* **WHAT IS BEING ASKED**:
The word "things" marks the lines to find; copy every such line from the data below.

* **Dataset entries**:
####################

PR #195, opened 2021-04-18
[WJ-456] Add Sheaf's (frontend editor) core

Monkatraz:
This PR adds Sheaf's core, which is a wrapper around CodeMirror 6. This is effectively a basic implementation of CM6 that is intended to be used with UI components.

This PR is also the first in quite a few, and is a little bit messy. My standards for code aren't too high here - mainly because a bunch of code needs to be moved over from Mainframe (or created from scratch) to get the editor in a "it's all there" state. Once that has been accomplished, I can begin refactors and clean ups of the code.

The general train of PRs is probably gonna look something like this:
* Add the editor core and test environment (this PR)
* Create an FTML WASM package (#203)
* Create an FTML language package (most of this work will be converted from Mainframe) (#207)
* Create a Sheaf UI component, likely in Svelte
* Refactor, clean up all of this


client/modules/sheaf-core/src/extensions/indent-hack.ts
```diff
@@ -0,0 +1,64 @@
...
+import { EditorState } from "@codemirror/state"
+import {
+  EditorView,
+  ViewPlugin,
+  ViewUpdate,
+  Decoration,
+  DecorationSet
+} from "@codemirror/view"
+import { RangeSetBuilder } from "@codemirror/rangeset"
+import type { Line } from "@codemirror/text"
```
emmiegit, line 15: I didn't know this was a thing.

client/modules/sheaf-core/src/index.ts
```diff
@@ -0,0 +1,204 @@
...
+    indentHack,
+    keymap.of([
+      ...closeBracketsKeymap,
+      ...defaultKeymap,
+      ...searchKeymap,
+      ...historyKeymap,
+      ...foldKeymap,
+      ...commentKeymap,
+      ...completionKeymap,
+      { key: "Mod-l", run: openLintPanel, preventDefault: true },
```
emmiegit, line 196: I thought we decided on something else? Given that Ctrl+L normally selects the address bar for easy URL changing.

client/modules/sheaf-core/src/print-tree.ts
```diff
@@ -0,0 +1,67 @@
...
+  tree: Tree,
+  input: Input | string,
+  options: { from?: number; to?: number; start?: number; includeParents?: boolean } = {}
+): string {
+  const cursor = tree.cursor()
+  if (typeof input === "string") input = stringInput(input)
+  const { from = 0, to = input.length, start = 0, includeParents = false } = options
+  let output = ""
+  const prefixes: string[] = []
+  for (;;) {
```
emmiegit: The convention in JS/TS isn't `while (true) {`?

client/modules/sheaf-core/src/theme.ts
```diff
@@ -0,0 +1,291 @@
...
+      borderRadius: "0.125rem"
+    },
+    ".cm-searchMatch.selected": {
+      backgroundColor: selection,
+      boxShadow: `0 0 0 0.075rem ${accent}`
+    },
+
+    ".cm-line": {
+      "& ::selection": { color: "inherit !important" },
+      "&::selection": { color: "inherit !important" }
```
emmiegit, line 98: These are different?

client/modules/wj-util/src/index.ts
```diff
@@ -156,3 +156,138 @@ export function perfy(meta?: string, threshold?: number): () => number {
...
+ *  The only difference is that this function uses `requestIdleCallback` instead.
+ *  If `requestIdleCallback` isn't available, it will use `createAnimQueued` instead.
+ * @see createAnimQueued */
+export function createIdleQueued<T extends AnyFunction>(fn: T, timeout = 100) {
+  if (!HAS_IDLE_CALLBACK) return createAnimQueued(fn)
+  let queued: boolean
+  return (...args: Parameters<T>): void => {
+    if (queued !== true) {
+      queued = true
+      ;(window as any).requestIdleCallback(
```
emmiegit, line 284: Is this something prettier did? It looks very weird.

emmiegit:
For `client/web/dev-sandbox/public/static/fonts/*` can you provide some document in that directory, even if it's short, that mentions where these font files come from and demonstrates that we have licensing permissions to use them?

client/web/dev-sandbox/public/static/misc/ftml-test.ftml
```diff
@@ -0,0 +1,258 @@
...
+,,quotation''
+<<quotation>>
+>>quotation<<
+dots...
+em -- dash
+
+This //text// gets **parsed**.
+@@This //text// does not get **parsed**.@@
+
+HTML entities: @<U umlaut: &#252;>@
```
emmiegit, line 61: fyi we are not supporting special HTML entity behavior in `@< .. >@` raws: them and `@@ .. @@` behave the same. Instead entities are done through `[[char ...]]`.

Monkatraz:
> For `client/web/dev-sandbox/public/static/fonts/*` can you provide some document in that directory, even if it's short, that mentions where these font files come from and demonstrates that we have licensing permissions to use them?

Oh yeah, totally can. FYI when I went looking for fonts I made sure to find MIT compatible fonts, and afaik they were basically all open font license. Let me get the sources.

client/web/dev-sandbox/public/static/misc/ftml-test.ftml
```diff
@@ -0,0 +1,258 @@
...
++ Level 1 Heading
+++ Level 2 Heading
++++ Level 3 Heading
+++++ Level 4 Heading
++++++ Level 5 Heading
+++++++ Level 6 Heading
+
++ This section appears in the TOC
++* And this one does not
+++* Neither does this one
```
emmiegit, line 84: wtf this is a wikidot feature?

I don't see anything about it in https://www.wikidot.com/doc-wiki-syntax:headings

emmiegit (approved):
I can't really comment on most of the Typescript code, but what I do understand in this PR makes sense.

client/modules/sheaf-core/src/extensions/indent-hack.ts
Monkatraz: Importing types? Yeah, when you have non `tsc` build tools, it's important for them to distinguish between a type import and a, uh, import-import, because it's obviously significantly more complex if you have to resolve imports for their AST.

client/modules/sheaf-core/src/index.ts
Monkatraz: There really isn't many other safe bindings, and we didn't decide on anything else. IIRC Ctrl + L is a duplicate of another binding, I think Ctrl + K. This is something we'll have to just test and hope is fine, I think.

client/modules/sheaf-core/src/print-tree.ts
Monkatraz: It's a bit of a conflict - and this isn't directly my code. CodeMirror internals use `for(;;)`, while yeah, I would personally use `while (true)`. I think there might be a lint rule for that?

client/modules/sheaf-core/src/theme.ts
Monkatraz: One is "if parent is selected" and another is "if something in the parent is selected"

client/modules/wj-util/src/index.ts
Monkatraz: Yeah, sometimes code gets mangled, especially when you're doing a weird type cast like this because there isn't a decent way in TS to assert the existence of something. There are proposals for it.

client/web/dev-sandbox/public/static/misc/ftml-test.ftml
Monkatraz: I wouldn't get too hung up about this test file (feel free to update it whenever, though). But that is good to know, thank you.

client/web/dev-sandbox/public/static/misc/ftml-test.ftml
Monkatraz: Well, this absolutely is copied from Wikidot. Let me see if I can find it...

https://www.wikidot.com/doc-wiki-syntax:table-of-contents

client/modules/wj-util/src/index.ts
emmiegit: I was referring to the `;`, I understand why `(x as any)` has to happen on occasion.

Monkatraz: Oh, sorry, yeah - that's Prettier. The idea is, when you're running without semicolons, is that you put the semicolon at the _start_ of the line when you need them, because it's super obvious.

A way of avoiding that would be TypeScript's original type cast assertion - `<any>window`. However, it's somewhat discouraged because it's incompatible with JSX/TSX.

client/modules/sheaf-core/src/print-tree.ts
Monkatraz: Okay, I've looked into this, and the result is confusing to me. Apparently, eslint's [no-constant-expression](https://eslint.org/docs/rules/no-constant-condition) rule, enabled by default, actually _disallows_ `while (true)`, while accepting `for (;;)`. If I had a guess why that is, it's because `for (;;)` is a bit more... in your face and obvious? There doesn't seem to be a way to configure it to work the other way around, which is strange.

client/modules/sheaf-core/package.json
```diff
@@ -0,0 +1,49 @@
+{
+  "name": "sheaf-core",
```
rossjrw, line 2: triple-nested monorepo when :eyes:

client/modules/sheaf-core/src/extensions/indent-hack.ts
```diff
@@ -0,0 +1,64 @@
...
+
+const WHITESPACE_REGEX = /^\s+/
+
+function indentDeco(view: EditorView) {
+  // get every line of the visible ranges
+  const lines = new Set<Line>()
```
rossjrw, line 21: Why a set here and not an array? We don't want to fail to wrap lines if they're identical, right?

client/modules/sheaf-core/src/index.ts
```diff
@@ -0,0 +1,204 @@
...
+import { EditorState, Extension, Compartment } from "@codemirror/state"
+import {
+  EditorView,
+  ViewPlugin,
+  ViewUpdate,
+  drawSelection,
+  keymap
+} from "@codemirror/view"
+
+import { highlightActiveLine, highlightSpecialChars } from "@codemirror/view"
```
rossjrw:
```suggestion
  keymap,
  highlightActiveLine,
  highlightSpecialChars
} from "@codemirror/view"
```

client/modules/sheaf-core/src/index.ts
```diff
@@ -0,0 +1,204 @@
...
+    const updateHandler = ViewPlugin.define(() => ({
+      update: (update: ViewUpdate) => {
+        // update store on change
+        if (update.docChanged) updateState()
+        // get active lines
+        if (update.selectionSet || update.docChanged) {
+          const activeLines: Set<number> = new Set()
+          for (const r of update.state.selection.ranges) {
+            const lnStart = update.state.doc.lineAt(r.from).number
+            const lnEnd = update.state.doc.lineAt(r.to).number
```
rossjrw: Just as a general comment, could we try to avoid unnecessarily-shortened variable names? It can be difficult to work out what they mean
```suggestion
          for (const range of update.state.selection.ranges) {
            const lnStart = update.state.doc.lineAt(range.from).number
            const lnEnd = update.state.doc.lineAt(range.to).number
```

client/modules/sheaf-core/src/index.ts
```diff
@@ -0,0 +1,204 @@
...
+            if (lnStart === lnEnd) activeLines.add(lnStart - 1)
+            else {
+              const diff = lnEnd - lnStart
+              for (let i = 0; i <= diff; i++) {
+                activeLines.add(lnStart + i - 1)
```
rossjrw:
```suggestion
              for (let lineNo = 0; lineNo <= diff; lineNo++) {
                activeLines.add(lnStart + lineNo - 1)
```
Ranges in JS has always bothered me. There should be a succinct way of doing this that doesn't involve 3rd-party libs - `activeLines.extend([lnStart..lnEnd].map(n => n -1))` or something. But alas

client/modules/sheaf-core/src/index.ts
```diff
@@ -0,0 +1,204 @@
...
+  /** The `Text` object of the editor's current state. */
+  get doc() {
+    return this.view.state.doc
+  }
+
+  get scrollTop() {
+    return this.view.scrollDOM.scrollTop
+  }
+
+  set scrollTop(val: number) {
```
rossjrw, line 124: What does `val` represent?

client/modules/sheaf-core/src/index.ts
```diff
@@ -0,0 +1,204 @@
...
+    indentOnInput(),
+    bracketMatching(),
+    closeBrackets(),
+    highlightSelectionMatches(),
+    autocompletion(),
+    rectangularSelection(),
+    highlightActiveLine(),
+    EditorView.lineWrapping,
+    indentHack,
+    keymap.of([
```
rossjrw, line 188: Is there a way to generate documentation from these keymap settings? It would be nice to have a list of all configured combinations

client/modules/sheaf-core/src/print-tree.ts
```diff
@@ -0,0 +1,67 @@
+/**
+ * @file Exports the `printTree` (AST stringify) function for Sheaf.
+ */
```
rossjrw, line 3: There's a printTree in `index.ts` - is that one still in use?

client/modules/sheaf-core/src/print-tree.ts
```diff
@@ -0,0 +1,67 @@
...
+
+import { Input, NodeType, stringInput, Tree, TreeCursor } from "lezer-tree"
+
+// credit to: https://discuss.codemirror.net/u/grayen/summary
```
rossjrw: Their TOS puts user contributions under CC BY-SA-NC, I'm not sure NC is compatible here? Is this taken from e.g. a specific post or did you get help from this person personally?

client/modules/sheaf-core/tests/test-template.ts
```diff
@@ -0,0 +1,10 @@
+import * as uvu from "uvu"
+import * as assert from "uvu/assert"
+
+const Editor = uvu.suite("EditorCore")
+
+Editor.skip("test name", () => {
```
rossjrw, line 6: What is `skip`?

client/modules/wj-util/src/index.ts
```diff
@@ -156,3 +156,138 @@ export function perfy(meta?: string, threshold?: number): () => number {
...
+  return new Promise(resolve => setTimeout(resolve, ms))
+}
+
+/** Creates and returns a promise that resolves when an invokation of `requestAnimationFrame()` fires its callback. */
+export function animationFrame(): Promise<number> {
+  return new Promise(resolve => requestAnimationFrame(resolve))
+}
+
+// Credit: https://gist.github.com/beaucharman/e46b8e4d03ef30480d7f4db5a78498ca
+// Personally, I think this is one of the more elegant JS throttle functions.
```
rossjrw, line 173: Noting that I couldn't find a licence for this snippet

client/types/util.d.ts
```diff
@@ -0,0 +1,41 @@
+/**
+ * @file Misc. type declarations utilized across the repo.
+ */
```
rossjrw, line 3: Could this be switched to a regular types file with the types imported as needed rather than a .d.ts?

client/types/util.d.ts
```diff
@@ -0,0 +1,41 @@
...
+
+// TODO: determine if this file & folder is a good idea
+
+export declare global {
+  /** Represents any function, without using the {@link Function} object. */
+  type AnyFunction<T = unknown> = (...args: any) => T
```
rossjrw: I think there's a convention to use `R` for return types?
```suggestion
  type AnyFunction<R = unknown> = (...args: any) => R
```

client/types/util.d.ts
```diff
@@ -0,0 +1,41 @@
...
+    ? { 0: PromiseValue<Value>; 1: Value }[PromiseType extends Promise<unknown> ? 0 : 1]
+    : Otherwise
+
+  /** All JS primitive values. */
+  type Primitive = string | number | bigint | boolean | symbol | null | undefined
+
+  /** _Strictly_ represents a `{ 'key': value }` object with only primitives. */
+  type PlainObject = Record<string, Primitive>
+
+  /** Represents either the value `T` or the value wrapped in `PromiseLike<T>`. */
```
rossjrw:
```suggestion
  /** Represents either a value of the given type or a promise that resolves to one. */
```

rossjrw (approved):
This looks good. I appreciate your layout of future PRs, there are some comments I would've made otherwise (wj-utils is looking a little long in the tooth), but they can wait until later.

Approving, barring licensing concerns detailed below

client/modules/sheaf-core/package.json
Monkatraz: pretty sure lerna can handle that, so don't joke

client/modules/sheaf-core/src/extensions/indent-hack.ts
Monkatraz: We don't want repeats. So, if we're checking line 15, and we somehow get line 15 again, we don't want to indent line 15 twice because it was in the list twice.

client/modules/sheaf-core/src/index.ts
Monkatraz: A bunch of this code is older, or comes from the internals of CodeMirror, but yes, I normally wouldn't do that. Also, I planned to clean this up a bunch anyways - I'd rather not be in the weeds renaming variables right now.

client/modules/sheaf-core/src/index.ts
Monkatraz: Pixels, I suppose. It's the mostly sorta-dimensioned unit that you interact with the DOM using.

client/modules/sheaf-core/src/index.ts
Monkatraz: Probably, but I suspect some deduplication and "namespacing" would be required, as some commands probably overlap.

client/modules/sheaf-core/src/print-tree.ts
Monkatraz: I'm confused - the one imported in `index.ts` _is_ this one.

client/modules/sheaf-core/src/print-tree.ts
Monkatraz: Good point - it was taken from a conversation in the forums, that I did participate in. We can rewrite this function, if need be.

client/modules/sheaf-core/tests/test-template.ts
Monkatraz: Skips the test, but notes that a test was skipped in the final test report.

client/modules/wj-util/src/index.ts
Monkatraz: It seems like Github Gists have no default license - and it's in the same gray territory of using Stack Overflow comments. I'm sure it's 100% fine for this to be used - but if you're concerned about it, I guess it can be rewritten.

client/types/util.d.ts
Monkatraz: They can be imported from a `.d.ts` too, it's just that this is doing `export declare global` because some types get used so often. I was wondering what you thought about that, personally I don't mind the globals.

client/modules/sheaf-core/src/print-tree.ts
rossjrw: I never said anything 😶

client/types/util.d.ts
Monkatraz: There is no specific convention, and usually if it's just one type variable you just name it `T`. I don't really care though?

client/modules/sheaf-core/src/print-tree.ts
rossjrw: Sadly I think it does need be

client/modules/wj-util/src/index.ts
rossjrw: At least SO is explicitly CC BY-SA https://stackoverflow.com/help/licensing

I'd really prefer not to take any risks here, but this can be cleaned up later if need be

client/modules/sheaf-core/src/print-tree.ts
Monkatraz: gah I'll just rip out the entire function

client/types/util.d.ts
rossjrw: For me there's two situations:

1. Types should be kept in the sub-repository that they pertain to, except where they really do need to be cross-repository in which case they should be kept a level up. This results in lots of type definition files across several subrepos, so it's hard to tell at a glance which global definitions file a given type is coming from. In that case it's easier to go for standard types files with explicit imports.
2. There is a single global types files for all the subrepos (this is the current situation). In this case it's hard to know from the types file which if any are being used, and if so, which subrepos are using them.

Either way, for me it boils down to explicit imports being better in the long run.

Right now it's another of those things that is basically fine for now up until it isn't. It's not a big deal to navigate or to fix while there are so few of them, but if this file becomes much bigger I'd like to see it become more explicit.

Monkatraz: An alias could work here. Aliasing this folder to `@types` would let you get easy imports to all the common types. Does that sound good? (if so let's do that in another commit/PR, this is already getting kinda messy for me on my machine)

Also, FYI: I didn't want to make this a package because it wouldn't actually like, compile to anything? It would just be filler in the module list.

emmiegit: I've said before that I think we should have our aliases live under `@wikijump` for standard naming, as there will definitely be further shared libraries in the future. So this would be `@wikijump/types`.

Monkatraz:
Okay, I'm going to merge this - but I'm also going to leave a list of small things to look into changing and/or adjusting. I know this PR isn't perfect so I don't want to make it seem like the "review" is done, I just need to move forward with this process.

* Look into updating eslint rules about loops (it's weird that I can't seem to find a way to enforce `while (true)`)
* Rewrite the `debounce` and `throttle` functions
* Replace the editor tree pretty print
* Investigate a nice solution for commonly used TS types (probably `@wj/types` or `@wikijump/types`)
* Investigate module scoping, e.g. `@wikijump/util` rather than `wj-util`
* Consider adopting `<T>x` syntax, if it seems preferred
* Find some keybinding for opening the lint panel that isn't `Ctrl + L`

####################

* **RESPONSE**:
Right now it's another of those things that is basically fine for now up until it isn't. It's not a big deal to navigate or to fix while there are so few of them, but if this file becomes much bigger I'd like to see it become more explicit.
Okay, I'm going to merge this - but I'm also going to leave a list of small things to look into changing and/or adjusting. I know this PR isn't perfect so I don't want to make it seem like the "review" is done, I just need to move forward with this process.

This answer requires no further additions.